# Lsd?



## JakeMonkey (Feb 3, 2004)

jsut wondering how to tell if my Z had an LSD or not. i really don't want to test it by doing a burnout and seeing if it's pegleg or not. it does go sideways at intersections pretty damn well though...


----------



## nissan_280zx (Dec 7, 2003)

JakeMonkey said:


> jsut wondering how to tell if my Z had an LSD or not. i really don't want to test it by doing a burnout and seeing if it's pegleg or not. it does go sideways at intersections pretty damn well though...



Probly the easiest way to check it to put the car in nutral, jack up the rear, and turn one wheel with you hands, and get some one to hold the other wheel, if the other one doesn't turn then it is not and LSD. its that simple 
:thumbup:


----------



## JAMESZ (Mar 12, 2004)

Or you could jack it up like you said and spin the tire. If the other tire spins in the same direction then you have an LSD.

Also if your Turbo was made from 4/87-89 you have an LSD.


----------



## 0341TODD (Nov 15, 2003)

or you could just smoke em dude!!!!!!!!!!!


----------



## JakeMonkey (Feb 3, 2004)

cool. thanks


----------



## 0341TODD (Nov 15, 2003)

what have you got?


----------



## Zen31ZR (Mar 24, 2004)

0341TODD said:


> what have you got?


If you do a quick search on threads he's replied in , you'll find he has an 87 Turbo. So yes , he has an LSD.


----------



## asleepz (Feb 24, 2004)

I have a 87 turbo but when I jacked my back up the other tire didn't spin. Oh yeah the other tire was on the ground.Would the tire I was spining still spin? It was pretty tough to do it


----------



## JAMESZ (Mar 12, 2004)

No it shouldn't much.

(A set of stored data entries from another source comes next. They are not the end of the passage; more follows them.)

PR #3862, opened 2022-05-15
Update index state to 2022-07-01T00:00:00Z

newhoggy:


newhoggy:
Thanks @hamishmack for the fixes!

cardano-api/test/Test/Cardano/Api/Json.hs
```diff
@@ -3,6 +3,8 @@
 {-# LANGUAGE LambdaCase #-}
 {-# LANGUAGE TemplateHaskell #-}
 
+{-# OPTIONS_GHC -Wno-deprecations #-} -- TODO Fix deprecations
```
Jimbo4350: What deprecations?

cardano-api/test/Test/Cardano/Api/Typed/CBOR.hs
```diff
@@ -191,4 +186,37 @@ roundtrip_Tx_Cddl (AnyCardanoEra era) =
 -- -----------------------------------------------------------------------------
 
 tests :: TestTree
-tests = $testGroupGenerator
+tests = testGroup "Test.Cardano.Api.Typed.CBOR"
+  [ testPropertyNamed "roundtrip witness byron CBOR"                         "roundtrip witness byron CBOR"                         prop_roundtrip_witness_byron_CBOR
```
Jimbo4350, line 190: Can we just avoid all together using `testPropertyNamed`? It seems like a lot of additional trouble for not much benefit. Hedgehog will display the property name by default.

Jimbo4350 (changes requested):

cardano-api/test/Test/Cardano/Api/Json.hs
newhoggy: Not sure why this appeared in your review, but it's not in the PR.

bench/locli/src/Cardano/Analysis/Chain.hs
```diff
@@ -1,6 +1,9 @@
 {-# LANGUAGE GeneralizedNewtypeDeriving#-}
-{-# OPTIONS_GHC -Wno-deprecations -Wno-orphans #-}
+
+{-# OPTIONS_GHC -Wno-orphans #-}
```
Jimbo4350, line 3: :+1:

cardano-api/cardano-api.cabal
```diff
@@ -217,7 +217,6 @@ test-suite cardano-api-test
                       , tasty
                       , tasty-hedgehog
                       , tasty-quickcheck
-                      , tasty-th
```
Jimbo4350, line 220: :+1: Great. The less deps we use the better.

Jimbo4350 (approved):
LGTM! Thanks for keeping an eye on this.

cleverca22 (approved):

MarcFontaine (approved):
Lgtm

denisshevchenko (approved):

PR #433, opened 2022-01-04
Reduce log fillings

ArbelNathan:


node/pkg/driver/device_connectivity/device_connectivity_helper_scsigeneric.go
```diff
@@ -195,7 +196,8 @@ func (r OsDeviceConnectivityHelperScsiGeneric) GetMpathDevice(volumeId string) (
 
 func (r OsDeviceConnectivityHelperScsiGeneric) flushDeviceBuffers(deviceName string) error {
 	devicePath := filepath.Join(DevPath, deviceName)
-	_, err := r.Executer.ExecuteWithTimeout(TimeOutBlockDevCmd, blockDevCmd, []string{"--flushbufs", devicePath})
+	logger.Debugf("executing command : {--flushbufs} on device : {%v}.", deviceName)
```
oriyarde, line 199: it's not clear from the message that the command in use is `blockdev`, nor its timeout.
is this to avoid the empty `Output from command: ` message? if so, we could just avoid it somehow inside `ExecuteWithTimeout` when the output is empty

ArbelNathan: no, its to avoid putting timeout and anything that is not interesting

node/pkg/driver/device_connectivity/device_connectivity_helper_scsigeneric.go
```diff
@@ -228,7 +230,7 @@ func (r OsDeviceConnectivityHelperScsiGeneric) FlushMultipathDevice(mpathDevice
 	logger.Debugf("Try to acquire lock for running the command multipath -f {%v} (to avoid concurrent multipath commands)", mpathDevice)
 	r.MutexMultipathF.Lock()
 	logger.Debugf("Acquired lock for multipath -f command")
-	_, err = r.Executer.ExecuteWithTimeout(TimeOutMultipathCmd, multipathCmd, []string{"-f", fullDevice})
+	_, err = r.Executer.ExecuteWithTimeout(TimeOutMultipathCmd, multipathCmd, []string{"-f", fullDevice}, false)
```
oriyarde, line 233: this is how it looks:
```
... (device_connectivity_helper_scsigeneric.go:232) - Acquired lock for multipath -f command
... (executer.go:75) - Finished executing command
```
I think the log should explicitly state the full command that is about to be used, right before it is executed. ideally without maintaining a duplication of all its details (e.g. parameters) in a separate message.

i.e. I would remove the `false` here

node/pkg/driver/device_connectivity/device_connectivity_helper_scsigeneric.go
ArbelNathan: why do we need the time out in the node?
plus, `ExecuteWithTimeout ` can be called in a for loop and the log gets bigger in every call so even if part of the log there contains what I added I still want it out of there and out of the loop altogether.

node/pkg/driver/device_connectivity/device_connectivity_helper_scsigeneric.go
```diff
@@ -251,7 +253,7 @@ func (r OsDeviceConnectivityHelperScsiGeneric) RemovePhysicalDevice(sysDevices [
 	}
 
 	// sysDevices  = sdb, sda,...
-	logger.Debugf("Removing scsi device : {%v}", sysDevices)
+	logger.Debugf("Removing scsi device : {%v} by open the devices delete file : {%v}", sysDevices, fmt.Sprintf(deviceDeletePath, "<deviceName>"))
```
oriyarde, line 256: while you're at it
```suggestion
	logger.Debugf(`Removing scsi device : {%v} by writing "1" to the delete file of each device: {%v}`, sysDevices, fmt.Sprintf(deviceDeletePath, "<deviceName>"))
```

node/pkg/driver/device_connectivity/device_connectivity_helper_scsigeneric.go
ArbelNathan: the full command is multipath -f

node/pkg/driver/device_connectivity/device_connectivity_helper_scsigeneric.go
oriyarde: the timeout is useful info (e.g. when encountering long executions), same as `deviceDeletePath`, timestamps, etc...

I don't see a loop in `flushDeviceBuffers` nor in `ExecuteWithTimeout`, so the change in the line which this conversation is about, will not take the `executing command` message out of any loop

ArbelNathan: specifically, here the whole function was called in a loop so I didn't have a way to put the command out of it, and I don't think the calling function (that calls to `flushDeviceBuffers`) should know about the args of the command inside..

ArbelNathan: I don't understand your example for useful info,

node/pkg/driver/device_connectivity/device_connectivity_helper_scsigeneric.go
oriyarde: this is how the full command looks like before this PR:
```
... (device_connectivity_helper_scsigeneric.go:230) - Acquired lock for multipath -f command
... (executer.go:46) - Executing command : {multipath} with args : {[-f /dev/dm-3]}. and timeout : {60000} mseconds
... (executer.go:67) - Output from command: 
... (executer.go:72) - Finished executing command
```
note the `dm-3` (/potentially other parameters in the future)

node/pkg/driver/executer/executer.go
```diff
@@ -42,9 +42,10 @@ type ExecuterInterface interface { // basic host dependent functions
 type Executer struct {
 }
 
-func (e *Executer) ExecuteWithTimeout(mSeconds int, command string, args []string) ([]byte, error) {
-	logger.Debugf("Executing command : {%v} with args : {%v}. and timeout : {%v} mseconds", command, args, mSeconds)
-
+func (e *Executer) ExecuteWithTimeout(mSeconds int, command string, args []string, logRequired bool) ([]byte, error) {
```
oriyarde, line 45:
```suggestion
func (e *Executer) ExecuteWithTimeout(mSeconds int, command string, args []string, isLogRequired bool) ([]byte, error) {
```

node/pkg/driver/device_connectivity/device_connectivity_helper_scsigeneric.go
oriyarde: e.g. if any of our timeouts is not quite calibrated, and the relevant timeout value is included with the messages around the time of the issue, it would be easier to see spot it

node/pkg/driver/device_connectivity/device_connectivity_helper_scsigeneric.go
```diff
@@ -429,7 +430,7 @@ func (o OsDeviceConnectivityHelperGeneric) GetWwnByScsiInq(dev string) (string,
 	args := []string{"-p", "0x83", dev}
 	// add timeout in case the call never comes back.
 	logger.Debugf("Calling [%s] with timeout", sgInqCmd)
-	outputBytes, err := o.Executer.ExecuteWithTimeout(TimeOutSgInqCmd, sgInqCmd, args)
+	outputBytes, err := o.Executer.ExecuteWithTimeout(TimeOutSgInqCmd, sgInqCmd, args, true)
```
oriyarde, line 433: could we have a variable for the boolean in each caller?

node/pkg/driver/device_connectivity/device_connectivity_helper_scsigeneric.go
```diff
@@ -560,9 +561,10 @@ func (o GetDmsPathHelperGeneric) WaitForDmToExist(volumeUuid string, volumeNguid
 	formatTemplate := strings.Join([]string{"%d", "%w"}, mpathdSeparator)
 	args := []string{"show", "maps", "raw", "format", "\"", formatTemplate, "\""}
 	var err error
+	logger.Debugf("Waiting for dm to exist, executing command : {%v} with args : {%v}.", multipathdCmd, args)
 	for i := 0; i < maxRetries; i++ {
 		err = nil
-		out, err := o.executer.ExecuteWithTimeout(TimeOutMultipathdCmd, multipathdCmd, args)
+		out, err := o.executer.ExecuteWithTimeout(TimeOutMultipathdCmd, multipathdCmd, args, false)
```
oriyarde, line 567: from past experience in debugging customer logs, the output of this command is important to understand which DMs exist at each time

node/pkg/driver/device_connectivity/device_connectivity_helper_scsigeneric.go
oriyarde: since we usually want `true`, consider adding wrapper functions (e.g. `ExecuteWithTimeoutSilently`), so most callers won't have to deal with this

node/pkg/driver/device_connectivity/device_connectivity_helper_scsigeneric.go
```diff
@@ -72,6 +72,7 @@ const (
 	WaitForMpathWaitIntervalSec = 1
 	FcHostSysfsPath             = "/sys/class/fc_remote_ports/rport-*/port_name"
 	IscsiHostRexExPath          = "/sys/class/iscsi_host/host*/device/session*/iscsi_session/session*/targetname"
+	deviceDeletePath            = "/sys/block/%s/device/delete"
```
oriyarde, line 75:
```suggestion
	deviceDeletePathFormat      = "/sys/block/%s/device/delete"
```

node/pkg/driver/device_connectivity/device_connectivity_helper_scsigeneric.go
ArbelNathan: I added timeout

node/pkg/driver/device_connectivity/device_connectivity_helper_scsigeneric.go
ArbelNathan: I removed it from the Silent group and conditioned the logging of the output in case it's empty.l

node/pkg/driver/device_connectivity/device_connectivity_helper_scsigeneric.go
ArbelNathan: didnt understand the first comment
done the second

node/pkg/driver/device_connectivity/device_connectivity_helper_scsigeneric.go
```diff
@@ -205,12 +206,14 @@ func (r OsDeviceConnectivityHelperScsiGeneric) flushDeviceBuffers(deviceName str
...
 
 func (r OsDeviceConnectivityHelperScsiGeneric) flushDevicesBuffers(deviceNames []string) error {
+	logger.Debugf("executing commands : {%v --flushbufs} on devices : {%v}.", blockDevCmd, deviceNames)
 	for _, deviceName := range deviceNames {
 		err := r.flushDeviceBuffers(deviceName)
 		if err != nil {
 			return err
 		}
 	}
+	logger.Debugf("Finished executing commands")
```
oriyarde, line 216:
```suggestion
	logger.Debugf("Finished executing commands: {%v --flushbufs}", blockDevCmd)
```

node/pkg/driver/executer/executer.go
```diff
@@ -64,10 +64,21 @@ func (e *Executer) ExecuteWithTimeout(mSeconds int, command string, args []strin
...
+	logger.Debugf("Executing command : {%v} with args : {%v}. and timeout : {%v} mseconds", command, args, mSeconds)
+
+	out, err := e.ExecuteWithTimeoutSilently(mSeconds, command, args)
+
+	outAsStr := string(out)
+	if strings.TrimSpace(outAsStr) != "" {
+		logger.Debugf("Output from command: %s", outAsStr)
+	}
 
 	logger.Debugf("Finished executing command")
```
oriyarde, line 83:
```suggestion
	outAsStr := string(out)
	if strings.TrimSpace(outAsStr) != "" {
		logger.Debugf("Output from command: %s", outAsStr)
		noOutputMessage := ""
	}
	else {
		noOutputMessage := " (no output)"
	}

	logger.Debugf("Finished executing command" + noOutputMessage)
```

node/pkg/driver/device_connectivity/device_connectivity_helper_scsigeneric.go
```diff
@@ -560,6 +562,7 @@ func (o GetDmsPathHelperGeneric) WaitForDmToExist(volumeUuid string, volumeNguid
 	formatTemplate := strings.Join([]string{"%d", "%w"}, mpathdSeparator)
 	args := []string{"show", "maps", "raw", "format", "\"", formatTemplate, "\""}
 	var err error
+	logger.Debugf("Waiting for dm to exist, executing command : {%v} with args : {%v}.", multipathdCmd, args)
 	for i := 0; i < maxRetries; i++ {
 		err = nil
 		out, err := o.executer.ExecuteWithTimeout(TimeOutMultipathdCmd, multipathdCmd, args)
```
oriyarde, line 568: wouldn't the `executing command` part be logged twice, even for success on first attempt?

node/pkg/driver/device_connectivity/device_connectivity_helper_scsigeneric.go
oriyarde: I don't see the added timeout - link to line?

node/pkg/driver/executer/executer.go
ArbelNathan: the all point is to reduce the log, if we are not expecting any return so why log it?

oriyarde: what do you mean "not expecting"?
this just explicitly clarifies in the log that there was no output.
I don't think this significantly hampers the log reduction

ArbelNathan: when we are talking about logs that are thousands of lines long I think that every line counts.

oriyarde: this suggestion doesn't add more lines

node/pkg/driver/device_connectivity/device_connectivity_helper_scsigeneric.go
ArbelNathan: right, done

node/pkg/driver/device_connectivity/device_connectivity_helper_scsigeneric.go
ArbelNathan: done

node/pkg/driver/device_connectivity/device_connectivity_helper_scsigeneric.go
ArbelNathan: done

node/pkg/driver/device_connectivity/device_connectivity_helper_scsigeneric.go
ArbelNathan: didnt commit, now its in

node/pkg/driver/device_connectivity/device_connectivity_helper_scsigeneric.go
```diff
@@ -560,6 +562,7 @@ func (o GetDmsPathHelperGeneric) WaitForDmToExist(volumeUuid string, volumeNguid
 	formatTemplate := strings.Join([]string{"%d", "%w"}, mpathdSeparator)
 	args := []string{"show", "maps", "raw", "format", "\"", formatTemplate, "\""}
 	var err error
+	logger.Debugf("Waiting for dm to exist.")
```
oriyarde, line 565: AFAIK log messages usually don't end with a period

node/pkg/driver/executer/executer.go
ArbelNathan: its adding to my change in case of empty respond from command

node/pkg/driver/device_connectivity/device_connectivity_helper_scsigeneric.go
```diff
@@ -205,12 +206,14 @@ func (r OsDeviceConnectivityHelperScsiGeneric) flushDeviceBuffers(deviceName str
 }
 
 func (r OsDeviceConnectivityHelperScsiGeneric) flushDevicesBuffers(deviceNames []string) error {
+	logger.Debugf("executing commands : {%v --flushbufs} on devices : {%v} and timeout : {%v} mseconds.", blockDevCmd, deviceNames, TimeOutBlockDevCmd)
```
oriyarde, line 209: I think `--flushbufs` should now be a const too (`flushBufsFlag`?)

node/pkg/driver/executer/executer.go
oriyarde: yes, but as I wrote, the addition is insignificant (12 chars in an existing message, and only when there is no output), and makes the lack of output clear

ArbelNathan: done

node/pkg/driver/device_connectivity/device_connectivity_helper_scsigeneric.go
ArbelNathan: done (removed period compeletly)

node/pkg/driver/device_connectivity/device_connectivity_helper_scsigeneric.go
```diff
@@ -80,6 +81,7 @@ const (
 	VolumeStorageIdsDelimiter   = ";"
 	WwnOuiEnd                   = 7
 	WwnVendorIdentifierEnd      = 16
+	flushBufsFlag               = "--flushbufs"
```
oriyarde, line 84: I would put it right after `blockDevCmd`

node/pkg/driver/device_connectivity/device_connectivity_helper_scsigeneric.go
```diff
@@ -195,22 +197,24 @@ func (r OsDeviceConnectivityHelperScsiGeneric) GetMpathDevice(volumeId string) (
 
 func (r OsDeviceConnectivityHelperScsiGeneric) flushDeviceBuffers(deviceName string) error {
 	devicePath := filepath.Join(DevPath, deviceName)
-	_, err := r.Executer.ExecuteWithTimeout(TimeOutBlockDevCmd, blockDevCmd, []string{"--flushbufs", devicePath})
+	_, err := r.Executer.ExecuteWithTimeoutSilently(TimeOutBlockDevCmd, blockDevCmd, []string{flushBufsFlag, devicePath})
 	if err != nil {
-		logger.Errorf("blockdev --flushbufs {%v} did not succeed to flush the device buffers. err={%v}", devicePath,
+		logger.Errorf("blockdev %v {%v} did not succeed to flush the device buffers. err={%v}", flushBufsFlag, devicePath,
```
oriyarde, line 202: `blockdev` can come from `blockDevCmd` here as well

node/pkg/driver/device_connectivity/device_connectivity_helper_scsigeneric.go
ArbelNathan: done

ArbelNathan: done

node/pkg/driver/device_connectivity/device_connectivity_helper_scsigeneric.go
ArbelNathan: done

oriyarde (approved):
LGTM

controller/array_action/array_mediator_ds8k.py
```diff
@@ -444,9 +444,8 @@ def unmap_volume(self, volume_id, host_name):
 
     def _get_api_volume_from_volumes(self, volume_candidates, volume_name):
         for volume in volume_candidates:
-            logger.info("Checking volume: {}".format(volume.name))
```
oriyarde, line 447: should we log the length of `volume_candidates` somewhere?
it might be useful for performance analysis (e.g. relation between `get_volumes_by_pool` execution time and number of volumes in pool)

Your car has an LSD. But the reason it was so hard was because one side was still on the gound.


----------



## 0341TODD (Nov 15, 2003)

Yeah dude, I meant has he got an open diff or has he got an LSD  I have an 87 and I dont have a friggin LSD- so that one is blown to shit isnt it-haha. Id rather find a way to change my gears and make MY rearend an LSD then switch the other one out- I dont know if that is possible though.

LA RAZA!!!


----------



## Zen31ZR (Mar 24, 2004)

0341TODD said:


> Yeah dude, I meant has he got an open diff or has he got an LSD  I have an 87 and I dont have a friggin LSD- so that one is blown to shit isnt it-haha. Id rather find a way to change my gears and make MY rearend an LSD then switch the other one out- I dont know if that is possible though.
> 
> LA RAZA!!!


Then: 
A: It's not an 87. 
B: It's not a turbo. 
C: The diff was replaced with a regular open one at some point in its life.
D: The LSD center portion of the diff is blown. Which will then likely cause it to revert to open mode.

I have noticed the R200s tendency to leak diff oil out of the rear cover gasket , so it's possible the original LSD rear end was killed at some point in it's life by a low oil condition. VLSDs in particular are very sensitive to a low lube condition , which is why regular checking and maintenance is important.


----------



## 0341TODD (Nov 15, 2003)

No way man, It is an 87- so if the rear diff lsd is all screwed up then I can get the rearend rebuilt? Can I get new clutch packs and have them installed?


----------



## JAMESZ (Mar 12, 2004)

What month was it made in. Not until 4/87 did LSDs come in the turbos.


----------



## JakeMonkey (Feb 3, 2004)

How can you find out the month?


----------



## Zen31ZR (Mar 24, 2004)

JakeMonkey said:


> How can you find out the month?


Look on the door sticker. All cars have them.


----------



## JakeMonkey (Feb 3, 2004)

hate to go WAY off topic here, but ball, how does your Z sound with no cat/muffler? i was thinking of going this route then buying a muffler later on, but if someone tells me it doesn't sound too bad, i might try it.


----------



## Zen31ZR (Mar 24, 2004)

JakeMonkey said:


> hate to go WAY off topic here, but ball, how does your Z sound with no cat/muffler? i was thinking of going this route then buying a muffler later on, but if someone tells me it doesn't sound too bad, i might try it.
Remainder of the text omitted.